Photojournalist Robert Nickelsberg Presents Work From ‘Legacy of Lies: El Salvador 1981–1984’

Photojournalist Robert Nickelsberg Presents Work From ‘Legacy of Lies: El Salvador 1981–1984’
Robert Nickelsberg shares his work "Legacy of Lies: El Salvador 1981-1984" at Mission Campus. April 24, 2025 (Kyra Young/The Guardsman)

By Karim Farahat

karim.farahat0823@gmail.com

It's been four decades since the violent civil war in El Salvador took center stage and captured world headlines.

Robert Nickelsberg, a former 30-year TIME magazine contract photojournalist who was in El Salvador at the time, re-lived those memories at two recent talks in San Francisco.

The talks included a 19-photo PowerPoint presentation of black and white photographs that documented how U.S. foreign policy fueled a violent 13-year civil war in El Salvador. The photos, alongside a number of essays by renowned journalists, are part of a recently published book entitled "Legacy of Lies: El Salvador 1981-1984." Many of the images were unpublished for decades.

As a Time photographer, Nickelsberg specialized in political and cultural change in developing countries.

The talks at City College's Mission Center on April 24 and at San Francisco State University on April 28 marked the first book events on the West Coast.

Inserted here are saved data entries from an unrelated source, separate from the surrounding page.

PR #1688, opened 2025-06-15
Fix: Update (soon to be) deprecated model_fields access to use class reference

upDJ:
### Summary

Update usage of `self.model_fields` to `type(self).model_fields` to comply with the [deprecation notice in Pydantic v2](https://docs.pydantic.dev/2.11/api/base_model/#pydantic.BaseModel.model_config). This will break in v3.

### Test
`./ci/start_weaviate.sh latest`

All tests passed with:
`pytest integration` 
`pytest mock_tests`
`pytest test`

### DIFF
--- a/weaviate/collections/classes/config.py
+++ b/weaviate/collections/classes/config.py
@@ -1163,7 +1163,7 @@ class _CollectionConfigCreateBase(_ConfigCreateModel):
     def _to_dict(self) -> Dict[str, Any]:
         ret_dict: Dict[str, Any] = {}
 
-        for cls_field in type(self).model_fields:  # pydantic 2.x -> pydantic 3.x
+        for cls_field in type(self).model_fields:
             val = getattr(self, cls_field)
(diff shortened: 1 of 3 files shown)


dirkkul:
Thank you very much for this!

Could you also change it here:
```
weaviate/rbac/models.py
531:        for field in perm.model_fields_set:
```

and remove the comments?

upDJ:
> Thank you very much for this!
> 
> Could you also change it here:
> 
> ```
> weaviate/rbac/models.py
> 531:        for field in perm.model_fields_set:
> ```
> 
> and remove the comments?

Just to clarify, the usage of perm.**model_fields_set** is correct and as of now is **not deprecated**.  **model_fields_set** tracks which fields were provided at model instantiation.  This is different from **model_fields** which tracks all the public fields initialized on a model.  Accessing **model fields** by the model instance is now deprecated in V2 and will be removed in V3.  (Going forward **model_fields* must be accessed by the class reference - as seen in this PR)

PR #1695, opened 2025-06-24
Provide helpers when updating tenant activity statuses

tsmith023:
New methods:
- `collection.tenants.activate`
- `collection.tenants.deactivate`
- `collection.tenants.offload`


weaviate/collections/tenants/executor.py
```diff
@@ -467,3 +466,138 @@ def resp(res: Response) -> bool:
...
+            ]
+        else:
+            tenants = [
+                TenantUpdate(
+                    name=t.name if isinstance(t, Tenant) else t,
+                    activity_status=TenantUpdateActivityStatus.OFFLOADED,
+                )
+                for t in tenant
+            ]
+        self.__update(tenants=tenants)
```
dirkkul: all of these functions look the same besides the status - could we unify those?

tsmith023: Good point! Will merge their impls together

weaviate/collections/tenants/executor.py
```diff
@@ -467,3 +466,100 @@ def resp(res: Response) -> bool:
...
+            weaviate.exceptions.WeaviateConnectionError: If the network connection to Weaviate fails.
+            weaviate.exceptions.UnexpectedStatusCodeError: If Weaviate reports a non-OK status.
+            weaviate.exceptions.WeaviateInvalidInputError: If `tenant` is not a list of `wvc.Tenant` objects.
+        """
+        self.__update_tenant_activity_status(
+            tenant=tenant,
+            activity_status=TenantUpdateActivityStatus.INACTIVE,
+        )
+
+    def offload(
```
dirkkul, line 546: Could it be confusing for users if they pass in a tenant with status Active and then it gets offloaded? 🤔  I think it is ok but wanted to bring that up

dirkkul (approved):

weaviate/collections/tenants/executor.py
tsmith023: Hmm, good point 🤔 By allowing `Tenant` here I was intending for this pattern to work easily:
```python
tenant = collection.tenants.create("t1")
collection.tenants.deactivate(tenant)
```

dirkkul: we could update the `tenant` status to reflect the new state?

tsmith023: might that not add some kind of state management to the client? I'd rather avoid that if possible

PR #1708, opened 2025-06-26
Implement GA release of replication ops

tsmith023:


weaviate/client.py
```diff
@@ -112,6 +114,8 @@ class WeaviateClient(_WeaviateClientExecutor[ConnectionSync]):
         debug (_Debug): Debug object instance connected to the same Weaviate instance as the Client.
             This namespace contains functionality used to debug Weaviate clusters. As such, it is deemed experimental and is subject to change.
             We can make no guarantees about the stability of this namespace nor the potential for future breaking changes. Use at your own risk.
+        replication (_Replication): Replication object instance connected to the same Weaviate instance as the Client.
+            This namespace contains all functionality to manage replication operations in Weaviate.
```
dirkkul: Aren't these comments in the wrong namespace? They are under cluster now?

weaviate/cluster/base.py
```diff
@@ -0,0 +1,151 @@
...
+        return executor.execute(
+            response_callback=resp,
+            method=self._connection.get,
+            path="/replication/sharding-state",
+            params=params,
+            status_codes=_ExpectedStatusCodes([200, 404], "replicate sharding state"),
+            error_msg="Failed to get sharding state",
+        )
+
+    def nodes(
```
dirkkul, line 99: Is that a re-implementation of client.nodes?

weaviate/cluster/async_.pyi
```diff
@@ -0,0 +1,61 @@
...
+    ) -> List[NodeVerbose]: ...
+    @overload
+    async def nodes(
+        self,
+        collection: Optional[str] = None,
+        shard: Optional[str] = None,
+        *,
+        output: Optional[Verbosity] = None,
+    ) -> Union[List[NodeMinimal], List[NodeVerbose]]: ...
+    async def replicate(
```
dirkkul, line 45: why is replicate here, but then there is a .replication subfolder?

weaviate/rbac/models.py
```diff
@@ -681,6 +735,39 @@ def tenants(
 
         return permissions
 
+    @staticmethod
+    def replicate(
+        *,
+        collection: Union[str, Sequence[str]],
+        shard: Union[str, Sequence[str]],
```
dirkkul: we usually folre users to choose a collection but not a shard - but no real opinion either way from my side

weaviate/cluster/base.py
tsmith023: There is no `client.nodes` method, `nodes` has always existed under `client.cluster.nodes`

weaviate/cluster/async_.pyi
tsmith023: In my opinion, it makes more semantic sense to have `.replicate` exist on cluster and that having `cluster.replications.replicate` would be redundant; you can just say `cluster.replicate` and be done with the `.replications`, wdyt?

dirkkul: I find it weird to have both:
```
    client.cluster.replicate(collection="a", shard="b", source_node="c", target_node="d")
    client.cluster.replications.list_all()
```

tsmith023: Would you prefer?
```python
client.cluster.replications.replicate(collection="a", shard="b", source_node="c", target_node="d")
client.cluster.replications.list_all()
```

dirkkul: @databyjp opinions?

databyjp: Imo this is okay, with one verb for initialising it, and then the noun namespace for working with existing operations.

```python
    client.cluster.replicate(collection="a", shard="b", source_node="c", target_node="d")
    client.cluster.replications.list_all()
```

dirkkul: oki, then let's leave it

weaviate/client.py
```diff
@@ -49,6 +49,8 @@ class WeaviateAsyncClient(_WeaviateClientExecutor[ConnectionAsync]):
         debug (_DebugAsync): Debug object instance connected to the same Weaviate instance as the Client.
             This namespace contains functionality used to debug Weaviate clusters. As such, it is deemed experimental and is subject to change.
             We can make no guarantees about the stability of this namespace nor the potential for future breaking changes. Use at your own risk.
+        replication (_ReplicationAsync): Replication object instance connected to the same Weaviate instance as the Client.
+            This namespace contains all functionality to manage replication operations in Weaviate.
```
dirkkul: this needs to be moved to cluster

dirkkul (approved):

PR #1719, opened 2025-07-04
Alias

dirkkul:


weaviate/aliases/executor.py
```diff
@@ -0,0 +1,124 @@
...
+            method=self._connection.delete,
+            path=f"/aliases/{alias_name}",
+            error_msg=f"Could not delete alias {alias_name}",
+            status_codes=_ExpectedStatusCodes(
+                ok_in=[204, 404],
+                error="delete aliases",
+            ),
+        )
+
+    def update(self, *, alias_name: str, new_target_collection) -> executor.Result[bool]:
```
tsmith023: Interesting, `new_target_collection` is missing a type hint here but `pyright` isn't detecting it 🤔

tsmith023 (approved):

weaviate/aliases/alias.py
```diff
@@ -0,0 +1,13 @@
+from typing import TypedDict
+
+from pydantic import BaseModel
+
+
+class AliasReturn(BaseModel):
+    """Return type of the backup status methods."""
```
bevzzz, line 7: Looks like a dostring from elsewhere

weaviate/aliases/executor.py
```diff
@@ -0,0 +1,124 @@
...
+    ) -> executor.Result[Dict[str, AliasReturn]]:
+        """Get the alias for a given alias name."""
+        self._connection._weaviate_version.check_is_at_least_1_32_0("alias")
+
+        error_msg = "list all aliases"
+        if collection is not None:
+            error_msg += f" for collection {collection}"
+
+        def resp(res: Response) -> Dict[str, AliasReturn]:
+            response_typed = _decode_json_response_dict(res, "list all aliases")
```
bevzzz, line 26: Should it change based on `collection is not None`, same as `error_msg` does above?

weaviate/aliases/alias.py
dirkkul: will fix, thx!

weaviate/aliases/executor.py
dirkkul: This is mainly there to identify the call path

PR #1759, opened 2025-07-24
Change vers in build to generate stubs with correct protobuf vers

tsmith023:


dirkkul:
What is the reason for this? We need to split up 5 in (at least) two or more "subversions" to avoid warnings about incompatibilities

weaviate/proto/v1/regen.sh
```diff
@@ -30,12 +30,10 @@ compile_protos() {
...
         pip install "grpcio-tools==1.59.5"
-    elif [ "$version" = "v51" ]; then
-        pip install "grpcio-tools==1.60.0"
-    elif [ "$version" = "v52" ]; then
-        pip install "grpcio-tools==1.66.2"
+    elif [ "$version" = "v5" ]; then
+        pip install "grpcio-tools==1.63.0"
     elif [ "$version" = "v6" ]; then
-        pip install "grpcio-tools==1.70.0"
+        pip install "grpcio-tools==1.72.1"
```
dirkkul: I think this is wrong - IIRC:
- 1.7X => protobuf 6 - so we need to compile with the lowest version (1.70.0) to be able to support higher versions
- 1.6X => protobuf 5, but as there are so many versions and google only supports the next two minor versions. SO if we'd compile with `1.63.0` versions between 1.60 and 1.62.X would NOT work and versions >= 1.66 would print a warning (and maybe not work?)

PR #1773, opened 2025-08-04
Deprecate contextionary and add model2vec

dirkkul:


weaviate/collections/classes/config_vectors.py
```diff
@@ -449,6 +454,40 @@ def text2vec_contextionary(
...
+    ) -> _VectorConfigCreate:
+        """Create a vector using the `text2vec_model2vec` module.
+
+        See the [documentation](https://weaviate.io/developers/weaviate/modules/retriever-vectorizer-modules/text2vec-model2vec)
+        for detailed usage.
+
+        Args:
+            name: The name of the vector.
+            api_endpoint: The base URL to use where API requests should go. Defaults to `None`, which uses the server-defined default.
+                Docker users may need to specify an alias, such as `http://host.docker.internal:11434` so that the container can access the host machine.
```
databyjp: Does this come from Ollama? This shouldn't be needed w/ docker compose right?

weaviate/collections/classes/config_vectors.py
```diff
@@ -449,6 +454,40 @@ def text2vec_contextionary(
...
+        name: Optional[str] = None,
+        quantizer: Optional[_QuantizerConfigCreate] = None,
+        source_properties: Optional[List[str]] = None,
+        vector_index_config: Optional[_VectorIndexConfigCreate] = None,
+        api_endpoint: Optional[str] = None,
+        vectorize_collection_name: bool = True,
+    ) -> _VectorConfigCreate:
+        """Create a vector using the `text2vec_model2vec` module.
+
+        See the [documentation](https://weaviate.io/developers/weaviate/modules/retriever-vectorizer-modules/text2vec-model2vec)
```
databyjp: Suggest: 

https://docs.weaviate.io/weaviate/model-providers/model2vec

dirkkul: Changed! Could you check all the other links here, too?

weaviate/collections/classes/config_vectors.py
dirkkul: Oh, I thought it is a local module that is running in docker - what would be a better text?

antas-marcin: We can put there the same docstring as we have for text2vec_transformers module:
```
inference_url: The inferenceUrl to use where API requests should go. You can use either this OR passage/query_inference_url. Defaults to `None`, which uses the server-defined default.
```
I would rename `api_endpoint` it to `inference_url` (as in t2v-transformers) or to `baseUrl`

dirkkul: done!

Robert Nickelsberg, center, listens to Salvadoran Poet Leticia Hernandez, who opened the evening with several of her poems for the crowd at Mission Center. April 24, 2025 (Kyra Young/The Guardsman)

"My photographs highlighted how the U.S. handled a lot of foreign policy and how a lot of the immigration, conflict and unrest we see today along the borders are a direct outcome of the violence in that era," Nickelsberg said.

He added: "It was also important to capture the intensity in their eyes and what was going on in their heads."

When he described a photo of an armored Cadillac on an airfield, Nickelsberg said this "clearly works for me in showing U.S. presence and influence in the region.”

Nickelsberg also said his photos often provided "enough information that the caption writes itself."

Nickelsberg's venture included spending weeks with the FMLN guerrillas near the Salvadoran-Honduran border. It also included spending time with the Salvadoran Army.

The 70 attendees at the Mission Center and the 30 students at the SFSU talk were awed by what they saw and captured a lot of insight about some of the troubled history of El Salvador.

At the Mission Center, Nickelsberg's talk was preceded by a welcoming from City College Journalism Department Chair Juan Gonzales. He then introduced Salvadoran Mission poet Leticia Hernandez, who read a few poems. Photojournalist Lou Dematteis, most famous for his work in Nicaragua, then introduced Nickelsberg.

Robert Nickelsberg engaged in a question and answer period with the audience following the presentation of his work. April 24, 2025 (Kyra Young/The Guardsman)

Nickelsberg shared with the audience that as he got older, he gathered a lot of new information about El Salvador and witnessed other examples of American foreign policy in action that reshaped his perspective on the conflict in the country. He said that "it has given me a more complete understanding of the situation than when I was a young photographer in the field over 40 years ago."

At San Francisco State University, Nickelsberg was introduced by Kim Komenich, a Pulitzer Prize-winning photojournalist.

After covering Central and South America and the conflicts taking place there in the mid-1980s, Nickelsberg established his base in Asia. Living in New Delhi from 1988 to 1999, Nickelsberg recorded the rise of religious extremism in South Asia. His work has also encompassed Iraq, Kuwait, Vietnam, Cambodia, Myanmar and Indonesia.

Nickelsberg has documented Afghanistan since 1988, when he accompanied a group of mujahideen crossing the border from Pakistan. His 2013 book, A Distant War, published by Prestel, captures his 25 years of work in Afghanistan.

If you were unable to attend either of these events, there will be further opportunities as Nickelsberg plans to return to the West Coast in the fall of 2025 for talks at the UC Berkeley Graduate School of Journalism and in Southern California.